● **EXERCISE OBJECTIVE**: Among the entries below, find the lines with the word "might" and return them.

= = = = =

PR #626, opened 2020-06-24
Feature | Add support for Data Classification v2

cheenamalhotra:
Introduces Sensitivity Rank with Sensitivity Classification information.

_Additional Notes:_
The driver supports Max version of v2. So if server only supports v1 , based on received version in FEATUREEXTACK packages, we do not read Sensitivity Rank. Only if server supports v2, we read this new Rank info. The Rank value for queries made on v1 server is "NOT DEFINED". This way the driver supports both v1 and v2 of Data Classification support from Server.

Testing has been done with both v1 and v2 servers.

### DIFF
--- a/doc/snippets/Microsoft.Data.SqlClient.DataClassification/SensitivityClassification.xml
+++ b/doc/snippets/Microsoft.Data.SqlClient.DataClassification/SensitivityClassification.xml
@@ -3,26 +3,47 @@
     <members name="SensitivityClassification">
         <SensitivityClassification>
             <summary>Provides the functionlity to retrieve Sensitivity Classification data as received from SQL Server for the active 'SqlDataReader'</summary>
-            <remarks>To be added.</remarks>
         </SensitivityClassification>
         <ColumnSensitivities>
             <summary>Returns the column sensitivity for this 'SensitivityClassification' Object</summary>
             <value>List of column sensitivities.</value>
-            <remarks>To be added.</remarks>
         </ColumnSensitivities>
         <InformationTypes>
             <summary>Returns the information types collection for this 'SensitivityClassification' Object</summary>
             <value>List of information types.</value>
-            <remarks>To be added.</remarks>
         </InformationTypes>
         <Labels>
             <summary>Returns the labels collection for this 'SensitivityClassification' Object</summary>
             <value>List of labels.</value>
-            <remarks>To be added.</remarks>
         </Labels>
+        <SensitivityRank>
+          <summary>Returns the relative sensitivity rank for the query associated with the active 'SqlDataReader'.</summary>
+          <value>Relative sensitivity ranking for this query.</value>
+          <remarks>
+            <format type="text/markdown">
+              <![CDATA[
+
+## Remarks
+A relative ranking of the sensitivity of a query or of a column that is part of percolumn data. Available values are as below:
+
+| Sensitivity Rank | Description |
+| --- | --- |
+| -1 | Not Defined (default) |
+| 0 | None |
+| 10 | Low |
+| 20 | Medium |
+| 30 | High |
+| 40 | Critical |
+]]>
+            </format>
+          </remarks>
+        </SensitivityRank>
         <ctor>
-            <summary>Initializes a new instance of the <see cref="T:Microsoft.Data.SqlClient.DataClassification.SensitivityClassification" />
- class.</summary>
+            <summary>Initializes a new instance of the <see cref="T:Microsoft.Data.SqlClient.DataClassification.SensitivityClassification" /> class.</summary>
+            <param name="labels">List of labels.</param>
+            <param name="informationTypes">List of information types.</param>
+            <param name="columnSensitivity">List of column sensitivities.</param>
+            <param name="sensitivityRank">Relative sensitivity rank for the query associated with the active 'SqlDataReader'.</param>
         </ctor>
     </members>
 </docs>
--- a/doc/snippets/Microsoft.Data.SqlClient.DataClassification/SensitivityClassification.xml
+++ b/doc/snippets/Microsoft.Data.SqlClient.DataClassification/SensitivityClassification.xml
@@ -24,7 +24,7 @@
               <![CDATA[
 
 ## Remarks
-A relative ranking of the sensitivity of a query or of a column that is part of percolumn data. Available values are as below:
+A relative sensitivity ranking of the query. Available values are as below:
 
 | Sensitivity Rank | Description |
 | --- | --- |
--- a/src/Microsoft.Data.SqlClient/netfx/ref/Microsoft.Data.SqlClient.cs
+++ b/src/Microsoft.Data.SqlClient/netfx/ref/Microsoft.Data.SqlClient.cs
@@ -2194,7 +2194,7 @@ namespace Microsoft.Data.SqlClient.DataClassification
     public partial class SensitivityClassification
     {
         /// <include file='../../../../doc/snippets/Microsoft.Data.SqlClient.DataClassification/SensitivityClassification.xml' path='docs/members[@name="SensitivityClassification"]/ctor/*' />
-        public SensitivityClassification(System.Collections.Generic.IList<Microsoft.Data.SqlClient.DataClassification.Label> labels, System.Collections.Generic.IList<Microsoft.Data.SqlClient.DataClassification.InformationType> informationTypes, System.Collections.Generic.IList<Microsoft.Data.SqlClient.DataClassification.ColumnSensitivity> columnSensitivity, int sensitivityRank) { }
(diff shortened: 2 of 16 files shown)


src/Microsoft.Data.SqlClient/netfx/src/Microsoft/Data/SqlClient/SqlInternalConnectionTds.cs
```diff
@@ -3075,7 +3076,7 @@ internal void OnFeatureExtAck(int featureId, byte[] data)
                             throw SQL.ParsingError(ParsingErrorState.CorruptedTdsStream);
                         }
                         byte enabled = data[1];
-                        _parser.DataClassificationVersion = (enabled == 0) ? TdsEnums.DATA_CLASSIFICATION_NOT_ENABLED : supportedDataClassificationVersion;
+                        _parser.DataClassificationVersion = (enabled == 0) ? TdsEnums.DATA_CLASSIFICATION_NOT_ENABLED : _supportedDataClassificationVersion;
```
Wraith2, line 3079: Is this copy of the same information needed? The parser and internal connection are very solidly linked together so I think it might be possible to just keep one copy and refer to it using a getter property if needed.

While working with the current library I find that the copying of data around makes auditing usage of variables very time consuming and the existing habit of using direct access to internal members of other classes does the same.

src/Microsoft.Data.SqlClient/netfx/src/Microsoft/Data/SqlClient/TdsEnums.cs
```diff
@@ -938,7 +938,8 @@ internal enum FedAuthInfoId : byte
 
         // Data Classification constants
         internal const byte DATA_CLASSIFICATION_NOT_ENABLED = 0x00;
-        internal const byte MAX_SUPPORTED_DATA_CLASSIFICATION_VERSION = 0x01;
+        internal const byte DATA_CLASSIFICATION_VERSION_WITHOUT_RANK_SUPPORT = 0x01;
+        internal const byte MAX_SUPPORTED_DATA_CLASSIFICATION_VERSION = 0x02;
```
Wraith2, line 942: If this isn't a translation of a macro from the Sql native headers it might be useful to rename it to something like 
`DATA_CLASSIFICATION_VERSION_MAX_SUPPORTED` so that the words data classification always come first.

src/Microsoft.Data.SqlClient/netfx/src/Microsoft/Data/SqlClient/TdsParser.cs
```diff
@@ -3777,6 +3777,20 @@ private bool TryProcessDataClassification(TdsParserStateObject stateObj, out Sen
                 informationTypes.Add(new InformationType(informationType, id));
             }
 
+            // get sensitivity rank
+            Int32 sensitivityRank = (int)SensitivityRank.NOT_DEFINED;
```
Wraith2, line 3781: nit: Int32->int

src/Microsoft.Data.SqlClient/netfx/src/Microsoft/Data/SqlClient/TdsEnums.cs
cheenamalhotra: It isn't new, but I think it's no norm either. If you see underneath in next lines.. there's MAX/MIN TCE related enums. Probably driving factor for this one.

src/Microsoft.Data.SqlClient/netfx/src/Microsoft/Data/SqlClient/TdsParser.cs
```diff
@@ -3827,14 +3827,23 @@ private bool TryProcessDataClassification(TdsParserStateObject stateObj, out Sen
...
+                    int sensitivityRankProperty = (int)SensitivityRank.NOT_DEFINED;
+                    if (DataClassificationVersion > TdsEnums.DATA_CLASSIFICATION_VERSION_WITHOUT_RANK_SUPPORT)
+                    {
+                        if (!stateObj.TryReadInt32(out sensitivityRankProperty) || !Enum.IsDefined(typeof(SensitivityRank), sensitivityRankProperty))
+                        {
+                            return false;
+                        }
+                    }
+
                     // add sentivity properties for the source
```
lilgreenbird, line 3840: typo - sensitivity

doc/snippets/Microsoft.Data.SqlClient.DataClassification/SensitivityClassification.xml
```diff
@@ -3,26 +3,47 @@
...
         </Labels>
+        <SensitivityRank>
+          <summary>Returns the relative sensitivity rank for the query associated with the active 'SqlDataReader'.</summary>
+          <value>Relative sensitivity ranking for this query.</value>
+          <remarks>
+            <format type="text/markdown">
+              <![CDATA[
+
+## Remarks
+A relative ranking of the sensitivity of a query or of a column that is part of percolumn data. Available values are as below:
```
johnnypham, line 27: Since this is the rank for the reader, it should only mention the query? Same thing with column in SensitivityProperty.
```suggestion
A relative ranking of the sensitivity of a query. Available values are as below:
```

src/Microsoft.Data.SqlClient/src/Microsoft/Data/SqlClient/DataClassification/SensitivityClassification.cs
```diff
@@ -41,6 +41,23 @@ public InformationType(string name, string id)
...
+        /// <include file='../../../../../../../doc/snippets/Microsoft.Data.SqlClient.DataClassification/SensitivityRank.xml' path='docs/members[@name="SensitivityRank"]/Medium/*' />
+        MEDIUM = 20,
+        /// <include file='../../../../../../../doc/snippets/Microsoft.Data.SqlClient.DataClassification/SensitivityRank.xml' path='docs/members[@name="SensitivityRank"]/High/*' />
+        HIGH = 30,
+        /// <include file='../../../../../../../doc/snippets/Microsoft.Data.SqlClient.DataClassification/SensitivityRank.xml' path='docs/members[@name="SensitivityRank"]/Critical/*' />
+        CRITICAL = 40
+    }
+
     /// <include file='../../../../../../../doc/snippets/Microsoft.Data.SqlClient.DataClassification/SensitivityProperty.xml' path='docs/members[@name="SensitivityProperty"]/SensitivityProperty/*' />
     public class SensitivityProperty
```
DavoudEshtehari, line 62: From the security point of view, we seal a public concrete class. I found a bunch of `public classes` without the `sealed` keyword. Can I ask you to explain If you did it by purpose?

DavoudEshtehari: Also, I suggest the `struct` instead of `class` for the simple data type like this. If you don't want to support inheritance.

cheenamalhotra: > From the security point of view, we seal a public concrete class. I found a bunch of public classes without the sealed keyword. Can I ask you to explain If you did it by purpose?

I didn't write these classes, they were added while ago before open-soucing. But sure I can update things.

cheenamalhotra: > Also, I suggest the `struct` instead of `class` for the simple data type like this. If you don't want to support inheritance.

Struct is stored in stack, I don't think this metadata should be stored in stack as can lead to stack overflow for 1000s of fields of data.

src/Microsoft.Data.SqlClient/netfx/ref/Microsoft.Data.SqlClient.cs
```diff
@@ -1921,332 +1921,352 @@ public partial class SqlDataRecord : System.Data.IDataRecord
...
-        public SensitivityClassification(System.Collections.Generic.IList<Microsoft.Data.SqlClient.DataClassification.Label> labels, System.Collections.Generic.IList<Microsoft.Data.SqlClient.DataClassification.InformationType> informationTypes, System.Collections.Generic.IList<Microsoft.Data.SqlClient.DataClassification.ColumnSensitivity> columnSensitivity) { }
-        /// <include file='..\..\..\..\doc\snippets\Microsoft.Data.SqlClient.DataClassification\SensitivityClassification.xml' path='docs/members[@name="SensitivityClassification"]/ColumnSensitivities/*' />
+        /// <include file='../../../../doc/snippets/Microsoft.Data.SqlClient.DataClassification/SensitivityClassification.xml' path='docs/members[@name="SensitivityClassification"]/ctor/*' />
+        public SensitivityClassification(System.Collections.Generic.IList<Microsoft.Data.SqlClient.DataClassification.Label> labels, System.Collections.Generic.IList<Microsoft.Data.SqlClient.DataClassification.InformationType> informationTypes, System.Collections.Generic.IList<Microsoft.Data.SqlClient.DataClassification.ColumnSensitivity> columnSensitivity, int sensitivityRank) { }
```
karinazhou, line 2197: `SensitivityRank sensitivityRank` instead of `int sensitivityRank`?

= = = = =

● **SOLUTION**:
Wraith2, line 3079: Is this copy of the same information needed? The parser and internal connection are very solidly linked together so I think it might be possible to just keep one copy and refer to it using a getter property if needed.
Wraith2, line 942: If this isn't a translation of a macro from the Sql native headers it might be useful to rename it to something like 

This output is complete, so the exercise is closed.